电脑由台式的换成了笔记本的,一部不需要插卡的电话可以任意拨打国内国际长途,这很方便我和世界各地的MM聊天。门口还放着一套意大利进口的真皮沙发,中午可以躺在上面休息。桌子上摆着韩琼悄悄送给我的一只菊花石雕刻的烟灰缸,自从她在我这儿学到真经后,她发的稿子明显的多了,陆总编开会再也没有批评过她。诸葛洪也孝敬了我一支派克金笔,他感谢我提拔他当了编辑部副主任,我用这支笔在各种文件上留下了自己的墨宝。当主编的感觉真他妈的好,每天听到别人叫我程主编程主编的,我就感觉神清气爽,腰杆也挺直了许多。丁主编用过的那辆白色宝来成了我的座驾,他现在开上本田了。

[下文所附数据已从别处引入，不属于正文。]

Issue #4451, opened 2021-08-30
Use Application.compile_env on all compile time config


josevalim:
Phoenix v1.7 can depend on Elixir v1.10 which means we can use Application.compile_env/3. Therefore, for all compile time configuration Phoenix uses on the endpoint, Phoenix should explicitly mark it as such. For example, for `debug_errors`, we should do:

    debug_errors? = Application.compile_env(otp_app, [__MODULE__, :debug_errors], false)

The benefit of doing this is that, if the user now configures debug errors at runtime.exs instead of config/config.exs, we will let them know the value changed at runtime while it is used at compile time.

Over the years, we removed most of the compile time configuration in Phoenix, but the ones that have stayed should be handled as above.

escobera:
Hey @josevalim 

Seems like these are the compile time configs for the Phoenix Endpoint

https://github.com/phoenixframework/phoenix/blob/510061e24bdd1b53a5ca1ca82cfbd27a3863eda1/lib/phoenix/endpoint/supervisor.ex#L201-L204

Those are the ones that are intended to be marked as `compile_env`?

josevalim:
Yes!

josevalim:
Closing in favor of PR!

PR #4801, opened 2022-04-20
Use `Application.compile_env` for compile-time config values on the endpoint

escobera:
This is an attempt at #4451 

Any feedback is welcome!


escobera:
Unfortunately I don't think this is the right solution, maybe I haven't grokked how `compile_env` works on this scenario. 

I had some expectations that were proven false:

1 - Changing one of the values at `runtime.exs` would trigger an error. Not the case.
2 - Calling `Application.put_env/2` inside the generated `DevAppWeb.Endpoint ` would prevent the application from booting up.  Didn't happen either.

I'm a little lost right now, do you have any hints how to go about doing this @josevalim ?

josevalim:
1. This should happen but you need to call compile_env inside the generated code (not inside Phoenix).
2. This is not verified because put_env is a regular runtime call we can't check

escobera:
Got it! Thanks for the clarification. I'll move the compile-time checks to the generated `Endpoint` and submit another version of this.

escobera:
Ok, now it seem to be working. But I think I hit some kind of race condition on the app initialization process.

Some times it just errors out without showing the complete error message like so:
```
$ _build/dev/rel/dev_app/bin/dev_app start
{"init terminating in do_boot",{<<"aborting boot">>,[{'Elixir.Config.Provider',boot,2,[]}]}}
init terminating in do_boot ({,[{Elixir.Config.Provider,boot,2,[]}]})

Crash dump is being written to: erl_crash.dump...done
```

Most of the times it works as it should:
```
$ _build/dev/rel/dev_app/bin/dev_app start
ERROR! the application :dev_app has a different value set for path [:debug_errors] inside key DevAppWeb.Endpoint during runtime compared to compile time. Since this application environment entry was marked as compile time, this difference can lead to different behaviour than expected:

  * Compile time value was set to: true
  * Runtime value was set to: "test"

To fix this error, you might:

  * Make the runtime value match the compile time one

  * Recompile your project. If the misconfigured application is a dependency, you may need to run "mix deps.compile dev_app --force"

  * Alternatively, you can disable this check. If you are using releases, you can set :validate_compile_env to false in your release configuration. If you are using Mix to start your system, you can pass the --no-validate-compile-env flag


{"init terminating in do_boot",{<<"aborting boot">>,[{'Elixir.Config.Provider',boot,2,[]}]}}
init terminating in do_boot ({,[{Elixir.Config.Provider,boot,2,[]}]})

Crash dump is being written to: erl_crash.dump...done
```

Steps to reproduce:

1 - Clone this branch
2 - Generate a new phoenix app 
```
$ cd phoenix/installer
$ mix phx.new dev_app --dev
```
3 - Add `config :dev_app, DevAppWeb.Endpoint, debug_errors: "test"` to `config/runtime.exs`
4 - `mix release`
5 - run `_build/dev/rel/dev_app/bin/dev_app start` a bunch of times.

josevalim:
Hi @escobera! This is the way to go but you want to read those values inside the `quote do` sections in `lib/phoenix/endpoint.ex`. That will have the same effect of running inside the user endpoint.

You will also need to bump Phoenix minimum Elixir require to v1.10 first.

escobera:
Sorry about the confusion, I moved the `compile_env` calls back into `lib/phoenix/endpoint.ex`  and it is working as intended. I also bumped the required Elixir version to 1.10.

About it not showing the output properly I was able to reproduce the problem without phoenix, so I'll open an issue at the Elixir repo.

Thanks for the guidance @josevalim , if you need me to change anything just let me know.

lib/phoenix/endpoint.ex
```diff
@@ -398,8 +398,16 @@ defmodule Phoenix.Endpoint do
...
+
       var!(config) = Phoenix.Endpoint.Supervisor.config(@otp_app, __MODULE__)
-      var!(code_reloading?) = var!(config)[:code_reloader]
+
+      # Compile-time configuration checkg
+      #
+      # This ensures that if a compile-time configuration is overwritten at runtime the application won't boot.
+      var!(code_reloading?) = Application.compile_env(@otp_app, [__MODULE__, :code_reloader], var!(config)[:code_reloader])
+      var!(debug_errors?) =  Application.compile_env(@otp_app, [__MODULE__, :debug_errors], var!(config)[:debug_errors])
+      var!(render_errors) =  Application.compile_env(@otp_app, [__MODULE__, :render_errors], var!(config)[:render_errors])
```
josevalim, line 409: I was wrong. This one should be force_ssl, and not render_errors. :)

josevalim, line 409:
```suggestion
      var!(code_reloading?) = Application.compile_env(@otp_app, [__MODULE__, :code_reloader])
      var!(debug_errors?) =  Application.compile_env(@otp_app, [__MODULE__, :debug_errors])
      var!(force_ssl) =  Application.compile_env(@otp_app, [__MODULE__, :force_ssl])
```

josevalim:
I have dropped a comment but it seems we may need to require Elixir v1.13.0.

lib/phoenix/endpoint.ex
escobera: I was going to suggest the removal of the checks done at the Endpoint supervisor but I see you already did that! =)

lib/phoenix/endpoint.ex
```diff
@@ -398,11 +398,19 @@ defmodule Phoenix.Endpoint do
...
       @otp_app unquote(opts)[:otp_app] || raise "endpoint expects :otp_app to be given"
+
       var!(config) = Phoenix.Endpoint.Supervisor.config(@otp_app, __MODULE__)
-      var!(code_reloading?) = var!(config)[:code_reloader]
+
+      # Compile-time configuration checkg
+      #
+      # This ensures that if a compile-time configuration is overwritten at runtime the application won't boot.
+      var!(code_reloading?) = Application.compile_env(@otp_app, [__MODULE__, :code_reloader], var!(config)[:code_reloader])
+      var!(debug_errors?) =  Application.compile_env(@otp_app, [__MODULE__, :debug_errors], var!(config)[:debug_errors])
```
josevalim, line 408: I think we may not need defaults.

```suggestion
      var!(code_reloading?) = Application.compile_env(@otp_app, [__MODULE__, :code_reloader])
      var!(debug_errors?) =  Application.compile_env(@otp_app, [__MODULE__, :debug_errors])
```

josevalim:
Unfortunately we cannot merge this yet because Elixir v1.11 still required the app to be a compile-time atom. This has been fixed on v1.13, so we will need to wait for that release.

lib/phoenix/config.ex
```diff
@@ -84,7 +84,6 @@ defmodule Phoenix.Config do
 
   @doc """
   Reads the configuration for module from the given OTP app.
```
josevalim, line 86:
```suggestion
  Reads the configuration for module from the given OTP app.

```

josevalim (approved):

escobera:
@josevalim I had to reintroduce `Phoenix.Endpoint.Supervisor.config/2` not to break tests.

SteffenDE:
> @josevalim I had to reintroduce `Phoenix.Endpoint.Supervisor.config/2` to not break tests.

My question is: if we only need it for a test, why not remove the test instead?

escobera:
> > @josevalim I had to reintroduce `Phoenix.Endpoint.Supervisor.config/2` to not break tests.
> 
> My question is: if we only need it for a test, why not remove the test instead?

Makes sense. I've removed it again and the test.

josevalim (approved):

聂智群来上班了,一进办公室他就必恭必敬地叫我程主编,从他口里叫出来,我听着却有些怪怪的,我说我们哥们之间就不需要恁么客套了,你还是叫我浩然吧。聂智群说那啷个行,你现在是领导了,我再叫你浩然,别人会以为我是在借私交故意和你套近乎,这不利于你工作的开展嘛。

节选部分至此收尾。